- A bill to expand Medicare coverage for telehealth services that has been kicked around on Capitol Hill since 2013 is once again in Congress’ hands.
U.S. Rep. Gregg Harper (R-Miss.) has re-introduced the Telehealth Enhancement Act (H.R. 3360), which – according to a summary of the 2015 version – would expand the list of healthcare sites eligible for Medicare reimbursements for telehealth to include urban critical access hospitals, sole community hospitals, home telehealth sites and counties with populations of fewer than 25,000 people. The bill, introduced on July 24, did not include text as of July 27.
Harper, whose co-sponsors on the bill are U.S. Reps. Mike Thompson (D-Calif.), Diane Black (R-Tenn.) and Peter Welch (D-Vt.), first introduced the bill in 2013, then amended it in 2015.
“Telehealth saves money and helps save lives,” Thompson said when the bill was first introduced in 2013. “By expanding telehealth services, we can make sure the best care and the best treatments are available to all Americans, no matter where they live.”
This latest bill is one of a growing list seeking to compel the Centers for Medicare and Medicaid Services to expand its acceptance of telehealth. Whether any of those bills makes it to law remains to be seen, but one did receive House approval this past week and could be headed to passage later this year.

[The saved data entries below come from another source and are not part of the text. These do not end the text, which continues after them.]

PR #203, opened 2021-03-18
[13.0] shopfloor_example: Fix validators

lmignon:


simahawk:
@lmignon wrong `shop*` :rofl:

shopfloor_example/services/partner_service.py
```diff
@@ -65,17 +65,17 @@ class ShopfloorCheckoutValidator(Component):
     _name = "shopfloor.partner_example.validator"
     _usage = "partner_example.validator"
 
-    def _validator_scan(self):
+    def scan(self):
```
simahawk: hmm I  think I forgot to rename them after moving to their own component :sweat_smile:

shopfloor_example/services/partner_service.py
```diff
@@ -15,7 +15,9 @@ class PartnerExampleService(Component):
     _description = __doc__
 
     @restapi.method(
-        [(["/scan/<string:identifier>"], "GET")], auth="api_key",
+        [(["/scan/<string:identifier>"], "GET")],
+        output_param=restapi.CerberusValidator("scan"),
```
simahawk, line 19: that's why they were working: by default lookup to _validate_*.
I  guess `auth` is not required anymore tnx to @acsonefho fix, right?

lmignon:
@simahawk The api is now properly declared and the documentation is working... (except a bug into base_rest when a method doesn't define input schema or only path parameters, the default parameters are not taken into account)
When you use the `@restapi` You must explicitly declare your input/ouput params.
```python
    @restapi.method(
        [(["/partner_list"], "GET")],
        input_param=restapi.CerberusValidator("partner_list"),
        output_param=restapi.CerberusValidator("partner_list"),
        auth="api_key",
    )
    def partner_list(self, **params):
        """Return list of available partners.
        """
```
image

shopfloor_example/services/partner_service.py
lmignon: by default, not validated at all....
We have to test if auth is no more required...

simahawk:
> @simahawk The api is now properly declared and the documentation is working... (except a bug into base_rest when a method doesn't define input schema or only path parameters, the default parameters are not taken into account)
> When you use the `@restapi` You must explicitly declare your input/ouput params.

I see! Thanks!
Would you mind to check if it is still working for shopinvader? I think you can see docs but you cannot test them.

lmignon:
@simahawk `base_rest` fix is on its way...
image

lmignon:
@simahawk With this fix  https://github.com/OCA/rest-framework/pull/130/commits/06553358a6e7af927da9bd2522115ed26176aa19 on rest_framework the auth is no more required.

simahawk (approved):
@lmignon ouch I lost track of this.... can we merge it as it is?

lmignon:
@simahawk yes you can.

simahawk:
merci :)

/ocabot merge patch-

The Medicare Part B Improvement Act of 2017 (H.R. 3178), introduced July 11 by U.S. Rep. Kevin Brady (R-Texas), would expand Medicare reimbursement to include dialysis treatments at home. The bill has moved on to the Senate and could, Politico reports, be included in the CHIP reauthorization bill that must pass in September.
Another bill rumored to be considered for that route, the FAST Act of 2017 (H.R. 1148), which seeks Medicare reimbursement for telestroke services, has not advanced at this time.
In other news, the House Veterans Affairs Committee has postponed a telemedicine roundtable that was scheduled to take place on July 27, with no make-up date announced.
While no agenda had been posted ahead of the meeting, it was expected that multistate licensing requirements for VA doctors would have been discussed.
That plays into the Veterans E-Health & Telemedicine Support (VETS) Act of 2017, introduced in April by Sens. Joni Ernst (R-Iowa) and Mazie Hirono (D-Hawaii), which would enable VA doctors to use telehealth to treat veterans no matter where they live. The bill had run into opposition from, among others, the American Medical Association.